PR #1035, opened 2022-06-08
chore(ui-editable): add TS type in `Editable` component

NamNguyenInstructure:
chore(ui-editable): add TS type in `InplaceEdit` component

### DIFF
--- a/packages/ui-editable/src/Editable/props.ts
+++ b/packages/ui-editable/src/Editable/props.ts
@@ -21,19 +21,89 @@
  * OUT OF OR IN CONNECTION WITH THE SOFTWARE OR THE USE OR OTHER DEALINGS IN THE
  * SOFTWARE.
  */
-
+import React from 'react'
 import PropTypes from 'prop-types'
 
 import type { PropValidators } from '@instructure/shared-types'
 
-type EditableOwnProps = {
-  mode: 'view' | 'edit'
-  onChangeMode: (...args: any[]) => any
-  children?: (...args: any[]) => any
-  render?: (...args: any[]) => any
-  value?: any
-  onChange?: (...args: any[]) => any
+type GetContainerProps = (props?: Record<string, any>) => {
+  ref: React.RefCallback<any>
+  onMouseOver: (event: React.MouseEvent) => void
+  onMouseOut: (event: React.MouseEvent) => void
+  onMouseDown?: (event: React.MouseEvent) => void
+  onKeyUp?: (event: React.KeyboardEvent) => void
   readOnly?: boolean
+} & Record<string, any>
+
+type GetViewerProps = (props?: Record<string, any>) => {
+  mode: 'view' | 'edit'
+  readOnly?: boolean
+} & Record<string, any>
+
+type GetEditorProps = (props?: Record<string, any>) => {
+  mode: 'view' | 'edit'
+  onBlur: () => void
+  editorRef: (el: HTMLElement | null) => void
+  readOnly?: boolean
+} & Record<string, any>
+
+type GetEditButtonProps = (props?: Record<string, any>) => {
+  onClick: () => void
+  onFocus: () => void
+  onBlur: () => void
+  isVisible: boolean
+  buttonRef: (el: Element) => void
+  readOnly?: boolean
+} & Record<string, any>
+
+type EditableRenderProps = {
+  mode: string
+  getContainerProps: GetContainerProps
+  getViewerProps: GetViewerProps
+  getEditorProps: GetEditorProps
+  getEditButtonProps: GetEditButtonProps
+}
+
+type EditableOwnProps = {
+  /**
+   * If `'view'`: the view component is rendered,
+   * if `'edit'`: the edit component is rendered
+   */
+  mode: 'view' | 'edit'
+  /**
+   * Called when the component's mode changes.
+   */
+  onChangeMode: (newMode: string) => void
+  /**
+   * Function that you can supply that will return the children of this component.
+   * It has one parameter has the following fields:
+   * - mode: `view` or `edit`, depending on whether the view or the editor should be rendered.
+   * - getContainerProps(props) - Props to be spread onto the container element
+   * - getEditorProps(props) - Props to be spread onto the editor element
+   * - getEditButtonProps(props) - Props to be spread onto the edit button element
+   */
+  children?: (props: EditableRenderProps) => React.ReactNode
+  /**
+   * Identical to children
+   */
+  render?: (props: EditableRenderProps) => React.ReactNode
+  /**
+   * The current value.
+   * The value is managed by the consuming app, but we need to tell Editable
+   * it's changed or it won't re-render
+   */
+  value?: any
+  /**
+   * Called when Editable switches from edit to view mode and the value has changed.
+   */
+  onChange?: (value: any) => void
+  /**
+   * The mode is fixed as 'view'
+   */
+  readOnly?: boolean
+  /**
+   * provides a reference to the underlying html root element (container)
+   */
   elementRef?: (element: Element | null) => void
 }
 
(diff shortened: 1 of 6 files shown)


packages/ui-editable/src/Editable/props.ts
```diff
@@ -26,66 +26,102 @@ import PropTypes from 'prop-types'
...
+  onClick: () => void
+  onFocus: () => void
+  onBlur: () => void
+  isVisible: boolean
+  buttonRef: (el: Element) => void
+  readOnly?: boolean
+} & Record<string, any>
 
-type EditableProps = EditableOwnProps
+type renderProps = {
```
ke1k0, line 59: Since this is exported from the component, we have to prefix it, so please rename it to `EditableRenderProps`.

packages/ui-editable/src/InPlaceEdit/index.tsx
```diff
@@ -125,13 +126,18 @@ class InPlaceEdit extends Component<InPlaceEditProps> {
...
     label,
     ...buttonProps
+  }: {
+    isVisible: boolean
+    readOnly?: boolean
+    label: string
+    elementRef?: (el: Element | null) => void
+    onClick: () => void
+    onFocus: () => void
+    onBlur: () => void
```
ke1k0, line 140: The props will be passed to an IconButton component, so you can type it in a way that it accepts `Partial<IconButtonProps>`, and those extra 3 props we use in our own method.

```suggestion
    }: Partial<IconButtonProps> & {
    label: string
    isVisible: boolean
    readOnly?: boolean
```

packages/ui-editable/src/InPlaceEdit/index.tsx
```diff
@@ -150,14 +156,15 @@ class InPlaceEdit extends Component<InPlaceEditProps> {
...
     getViewerProps,
-    // @ts-expect-error ts-migrate(7031) FIXME: Binding element 'getEditorProps' implicitly has an... Remove this comment to see the full error message
     getEditorProps,
-    // @ts-expect-error ts-migrate(7031) FIXME: Binding element 'getEditButtonProps' implicitly ha... Remove this comment to see the full error message
     getEditButtonProps
+  }: {
+    getContainerProps: renderProps['getContainerProps']
+    getViewerProps: renderProps['getViewerProps']
+    getEditorProps: renderProps['getEditorProps']
+    getEditButtonProps: renderProps['getEditButtonProps']
```
ke1k0, line 167: You can simplify this:

```tsx
  renderAll = ({
    getContainerProps,
    getViewerProps,
    getEditorProps,
    getEditButtonProps
  }: renderProps) => { ... }
```

packages/ui-editable/src/InPlaceEdit/index.tsx
```diff
@@ -166,12 +173,16 @@ class InPlaceEdit extends Component<InPlaceEditProps> {
...
+    const { ['ref']: omitRef, ...omitRefFromContainerProps } =
+      getContainerProps()
     return (
       <Flex
         display={this.props.inline ? 'inline-flex' : 'flex'}
         direction={flexDir}
         justifyItems={justifyItems}
-        {...getContainerProps()}
+        {...omitRefFromContainerProps}
+        {...(omitRef as unknown as (el: Flex) => void)}
```
ke1k0, line 185: I think this TS error shows that the `ref` is indeed not typed correctly in the `getContainerProps`, and it should be fixed instead. I would revert this change and type the `ref` like this:

```tsx
type containerProps = (props?: Record<string, any>) => {
  ref: React.RefCallback<any>
  ...
}
```

packages/ui-editable/src/InPlaceEdit/props.ts
```diff
@@ -26,39 +26,26 @@ import PropTypes from 'prop-types'
...
 
-type InPlaceEditOwnProps = {
-  renderViewer: (...args: any[]) => any
-  renderEditor: (...args: any[]) => any
-  renderEditButton: (...args: any[]) => any
-  mode: 'view' | 'edit'
-  onChangeMode: (...args: any[]) => any
-  value?: any
-  onChange?: (...args: any[]) => any
+type ExtendeRenderEditButton = {
```
ke1k0, line 31:
```suggestion
type ExtendedRenderEditButton = {
```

━━━━━━

### Aim of the exercise:
Copy out whichever lines of the listing contain the word "isVisible".

### Response:
+  isVisible: boolean
+  isVisible: boolean
+    isVisible: boolean
    isVisible: boolean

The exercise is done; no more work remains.